The tradition was born in the days before the court played a central role in policymaking. But now, when the court has a role in everything from whether race can be considered in college admissions to the outcome of the 2000 presidential election, some are saying that tradition has to change.
"If the chief justice's medical prognosis is indeed such that he may not be able to finish this term, that's something the American people have a right to know, especially where you have dueling doctors speculating about the meaning of a tracheotomy," said David J. Garrow, a Supreme Court historian and professor of law at Emory University.
"If it were [Speaker of the House] Dennis Hastert or [Senate Minority Leader] Tom Daschle, people would say there is an unchallengeable public right to know as much as the public official himself knows," Garrow said.
But others defended the court's approach. They noted the constitutional differences between the judiciary and the other branches of government.
"The court operates according to a different rule," said Michael A. Carvin, a former Reagan administration Justice Department official. "There is no constitutional transition issue like you have with the president. There is no day-to-day, commander-in-chief-type responsibility. You can operate the court on autopilot. You can't operate the presidency that way."
It also is possible that not even the chief justice is certain about his condition.
"In my opinion, he owes the public whatever he gives the public," said Washington lawyer Charles J. Cooper, a former Rehnquist law clerk. "He may still be finding things out himself."
SWINGER: Justice Sandra Day O'Connor's pivotal role on the court, long a matter of conventional wisdom among lawyers, has been confirmed by the latest quantitative methods of political science.

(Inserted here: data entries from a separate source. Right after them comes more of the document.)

PR #205, opened 2024-04-08
Add sample Python auto generation

DavidKorczynski:
Sample for auto-generating an OSS-Fuzz project for a given Python project.

This differs a bit from the existing set up. The approach in this PR relies on cloning the Python repository within an OSS-Fuzz base-builder image. Within this image Fuzz Introspector is cloned, and a fuzz introspector analysis purely based on static analysis is performed, to extract details about the Python library under analysis.

It's a bit raw at this stage, and can likely be better integrated into OSS-Fuzz-gen. However, I'm not 100% sure what the smartest steps are here, so am sharing in case there are opinions. It may be smarter to operate on two tracks in parallel and merge them later on once it's better known what works/doesn't work.

### DIFF
--- a/experiment/builder_runner.py
+++ b/experiment/builder_runner.py
@@ -119,6 +119,13 @@ class BuilderRunner:
       return False
     return True
 
+  def build_and_run_python(self, generated_project: str, target_path: str):
+    build_result = BuildResult()
+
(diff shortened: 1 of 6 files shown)


defihook (commented):
use fstrings here to be consistent?

PR #206, opened 2024-04-09
Fix missing build results in case of code fixing failure

happy-qop:
Fix the bug where the build succ rate is not correctly collected when build fails.


DonggeLiu (approved):

DonggeLiu:
BTW, it could be clearer if the semantic check reports 'N/A' in case of build failure, because we only check semantic if a fuzz target can run.

We can do this later if we merge `SemanticCheckResult` into `RunResult`.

In a forthcoming North Carolina Law Review article, professors Andrew D. Martin, Kevin Quinn and Lee Epstein show not only that O'Connor is the court's "median voter," but also that the 74-year-old has moved steadily to the left in recent years, taking the court with her.
A lot of math is involved, but basically the professors ranked justices on a numerical scale, assigning point values to their ideological leanings as shown through their votes. The higher the number, the more conservative the voting record.
In 2002, the last term covered by the study, Justice Clarence Thomas was the most conservative, with a score of 3.637; Justice John Paul Stevens, at -2.516, was the most liberal. O'Connor's score, 0.247, just a hair to the right of center, represented the court's midpoint. O'Connor's score has gone down steadily, or become more liberal, since 1994. In that year, she was at 0.637.
The study also argues that, but for O'Connor's evolution, the court would not have approved of affirmative action in college admissions, which it did in 2003, by a 5 to 4 vote, with O'Connor writing the majority opinion.
According to their calculations, the political scientists say, "the likelihood of O'Connor providing the key vote to uphold the program was quite small for any term prior to 2001."